> _ASSIGNMENT_: Scan the data below for the string "mappedArray". Copy every line where it appears.

> _RECORDS TO PROCESS_:
PR #90, opened 2016-10-26
Feature/10486

pieteromvlee:
Connect to https://github.com/BohemianCoding/Sketch/issues/10486


Source/NSArray+ConcurrentMap.h
```diff
@@ -0,0 +1,16 @@
+//  Created by Pieter Omvlee on 26/10/2016.
+//  Copyright © 2016 Bohemian Coding. All rights reserved.
+
+#import "NSArray+BCFoundation.h"
+
+typedef void(^BCConcurrentMapCompletionBlock)(NSArray *mappedArray);
```
randomsequence: Could `mappedArray` be `NULL`?

Source/NSArray+ConcurrentMap.h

> _THE COMPLETED TASK_:
+typedef void(^BCConcurrentMapCompletionBlock)(NSArray *mappedArray);
randomsequence: Could `mappedArray` be `NULL`?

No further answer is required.